In Mali, battle-hardened fighters returning from Libya launched the 2012 rebellion, shattering the state. What began as a separatist uprising rapidly morphed into jihadist occupations and successive coups. France responded with Operation Serval and later Barkhane, intending a short, decisive campaign. Instead, it became a long, costly, and unpopular war. Over time, resentment grew across the Sahel. By the early 2020s, Mali, Burkina Faso, Niger, and others expelled French troops and tore up defense agreements, ending decades of military dependency.
Sarkozy’s personal story became emblematic of this unraveling. Convicted in 2025 for conspiring to seek illegal Libyan funding for his 2007 campaign, he now faces five years in prison. The man who once declared in Dakar that “the African man has not fully entered history” has become a symbol of arrogance and decline. His war in Libya accelerated the destabilization of Africa—and, indirectly, the weakening of French influence.
The Great Unraveling
Across Africa, what began as isolated criticism has evolved into a broad, coordinated awakening. Governments, military juntas, civic movements, and young citizens are questioning the foundations of French involvement in their economies and governance. Countries are nationalizing assets, rejecting military accords, and diversifying their partnerships toward Russia, China, Türkiye, and regional alliances.
The CFA franc system is under unprecedented scrutiny. Leaders and economists are pushing for independent African currencies, like the proposed Eco in West Africa.
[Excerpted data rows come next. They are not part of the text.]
PR #10166, opened 2026-08-27
PaloAlto: drop log-forwarding payloads before they break config nesting

gh-ajinks:
An HTTP log-forwarding profile stores its webhook body as a quoted string, and PAN-OS emits that string with its inner double quotes **unescaped**:

```
payload "{\n  "attachments": [\n    {\n      "fallback": "$device_name reports $severity",\n ...
```

`F_QuotedString` is `'"' ~'"'* '"'`, so the token ends at the first inner quote — after `"{\n  "`. Everything past that lexes as ordinary tokens, including the body's `{` and `}`, and those are structural. Config nesting desynchronises for the remainder of the device.

The result is a device that converts with **no interfaces at all**, and nothing in the output identifies the cause. On a snapshot containing four PAN-OS firewalls alongside AWS and Arista devices, established BGP sessions drop from 200 to 182 and 16 sessions disappear from the model entirely.

### The fix

Consume the payload statement, terminator included, and skip it. Nothing is lost: `s_log_settings` offers only `config`, `profiles`, `syslog`, `system` and `userid`, and no `HTTP` token exists anywhere in the PAN-OS grammar, so this subtree is already unmodeled.

It has to be done in the lexer. A `_null` rule in the main grammar, or skipping the subtree in `PaloAltoNestedFlattener`, would both run after `PaloAltoNestedParser` has already built a mis-nested tree.

I considered the more general shape — treating a quoted value as running to the `"` that precedes its `;` — and decided against it. A bracketed list (`[ "a" "b" ]`) has no terminator, so that rule would consume across list elements. The targeted form has an unambiguous terminator, and the real payloads contain no `";` before their own.

### Tests

Two testconfigs that differ only in the payload block. `log-profile-control` establishes that the fixture is sound; `log-profile-payload` fails during parsing without this change and passes with it.

Green locally: the PAN-OS suite, both parsing corpora, checkstyle and `//tools/format:format.check`.

### Provenance

Observed on PA-1420s running PAN-OS 11.1.13-h3 and 11.1.13-h5. In the first 2000 characters of one payload: 47 bare `"`, zero `\"`.

### DIFF
--- a/projects/batfish/src/main/antlr4/org/batfish/grammar/palo_alto_nested/PaloAltoNestedLexer.g4
+++ b/projects/batfish/src/main/antlr4/org/batfish/grammar/palo_alto_nested/PaloAltoNestedLexer.g4
@@ -54,6 +54,23 @@ SHOW_CONFIG_LINE
   F_NonNewlineChar* 'show' F_WhitespaceChar+ 'config' F_NonNewlineChar* F_NewlineChar+ -> channel(HIDDEN)
 ;
 
+// An HTTP log-forwarding profile stores its webhook body as a quoted string, and PAN-OS
+// emits that string with its inner double quotes unescaped. F_QuotedString stops at the
+// first of those, after which the body's own braces lex as OPEN_BRACE/CLOSE_BRACE and
+// desynchronise config nesting for the remainder of the device -- typically leaving it with
+// no interfaces at all, and no warning saying why.
+//
+// The body is not modeled: s_log_settings offers no http alternative, and no HTTP token
+// exists in the PAN-OS grammar. So consume the whole statement, terminator included, and
+// drop it. This must happen here rather than in PaloAltoNestedFlattener or the main
+// grammar, both of which run after the tree has already been mis-nested.
+LOG_PROFILE_PAYLOAD
+:
+   'payload'
+   {lastTokenType() == -1 || lastTokenType() == NEWLINE || lastTokenType() == SHOW_CONFIG_LINE}?
+   F_WhitespaceChar+ '"' .*? '";' -> skip
+;
+
 WORD
 :
    F_QuotedString
--- a/projects/batfish/src/test/java/org/batfish/grammar/palo_alto/PaloAltoGrammarTest.java
+++ b/projects/batfish/src/test/java/org/batfish/grammar/palo_alto/PaloAltoGrammarTest.java
@@ -436,6 +436,20 @@ public final class PaloAltoGrammarTest {
   }
 
   @Test
+  public void testLogProfilePayloadDoesNotBreakNesting() {
+    // PAN-OS emits an HTTP log-forwarding payload as a quoted string whose inner double
+    // quotes are unescaped. If the lexer stops at the first of those, the body's braces
+    // become structural and every later statement is mis-nested. The payload sits before
+    // the interface in this config, so the address proves nesting survived it.
+    Configuration c = parseConfig("log-profile-payload");
+
+    assertThat(c.getAllInterfaces(), hasKey("ethernet1/1"));
+    assertThat(
+        c.getAllInterfaces().get("ethernet1/1").getConcreteAddress(),
+        equalTo(ConcreteInterfaceAddress.parse("10.0.1.1/24")));
+  }
+
+  @Test
   public void testInterfaceSdwanAddress() {
     // On an SD-WAN interface the gateway is nested under the address, so flattening emits
     // one line carrying both and the address never appears on its own. ethernet1/1 is the
--- a/projects/batfish/src/test/resources/org/batfish/grammar/palo_alto/testconfigs/log-profile-payload
+++ b/projects/batfish/src/test/resources/org/batfish/grammar/palo_alto/testconfigs/log-profile-payload
@@ -1,0 +1,50 @@
+config {
+  shared {
+    log-settings {
+      http {
+        webhook-profile {
+          format {
+            system {
+              payload "{
+  "attachments": [
+    {
+      "fallback": "$device_name reports $severity",
+      "color": "danger",
+      "text": "*Time:* $time_generated"
+    }
+  ]
+}";
+            }
+          }
+        }
+      }
+    }
+  }
+  devices {
+    localhost.localdomain {
+      deviceconfig {
+        system {
+          hostname log-profile-payload;
+        }
+      }
+      network {
+        interface {
+          ethernet {
+            ethernet1/1 {
+              layer3 {
+                ip {
+                  10.0.1.1/24;
+                }
+              }
+            }
+          }
+        }
+        virtual-router {
+          default {
+            interface [ ethernet1/1 ];
+          }
+        }
+      }
+    }
+  }
+}


dhalperi:
Freaking broken PAN CLI.

Did you try the xml -> conversion path that is recommended? I imagine it might still have the same problem, but ... https://batfish.readthedocs.io/en/latest/formats.html#from-panorama-preferred

gh-ajinks:
Not Panorama-managed here, so I can't use that exact path — these are standalone firewalls. But you're right about the underlying idea, and testing it turned up something you may want to know.

**The payload is safe in set format.** Whichever way I render it, the value comes out **single**-quoted:

```
set shared log-settings http <profile> format system payload '{
  "attachments": [ ... "fallback": "..." ... ]
}'
```

22 bare `"` inside, zero escaped — but the enclosing quotes are `'`, so nothing terminates early and the braces never become structural. Same story via the XML API, where it's just a `<payload>` element and quoting is moot. So the bug genuinely cannot arise on the conversion path.

**But the documented standalone recipe doesn't produce set format on 11.1.13-h5.** Running exactly what the docs prescribe:

```
set cli config-output-format set
set cli pager off
show config merged
```

returns brace format — 365 KB, zero `set ` lines. Same with `config-output-format xml`. The setting is being applied; it just only affects `show` inside **configure** mode, where I do get set lines. If that holds on other releases, the "From Individual Devices" instructions produce precisely the format they tell you to avoid.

Ending the CFA would strike at the heart of France’s financial leverage on the continent.
Culturally, a new generation of Africans has emerged—connected, vocal, and unwilling to inherit the deferential attitudes of their post-independence leaders. Through social media, podcasts, documentaries, and investigative journalism, they have exposed decades of manipulation, from the assassinations of independent leaders to the economic exploitation hidden behind diplomatic smiles. Their message is clear: the old order is over.
France in Retreat, Africa Rising
Meanwhile, France itself is struggling. Political instability in Paris has deepened, with frequent government collapses and rising public debt, now exceeding €3.3 trillion. As African countries reclaim control over their resources, the economic model that depended on African wealth to fund French public spending is under strain. France’s global influence is shrinking just as Africa’s geopolitical weight is rising.
For the first time since the 19th century, Africa is asserting itself as a strategic actor rather than a passive supplier. Regional alliances are strengthening, foreign partnerships are diversifying, and the cultural narrative is shifting decisively toward sovereignty and dignity.
The End of an Era
France’s post-colonial “exception” in Africa—built on economic extraction, military dominance, and cultural paternalism—is collapsing. The anti-French wave sweeping the continent is not merely a backlash; it is a structural reordering. It seeks to end decades of hidden pacts and redirect Africa’s wealth toward African development.
The fall of Françafrique is both a warning and a watershed moment. It reveals the fragility of systems built on exploitation and the power of collective awakening. As Africa rises, France faces the consequences of its past choices.
This is the new African reality. And it is here to stay.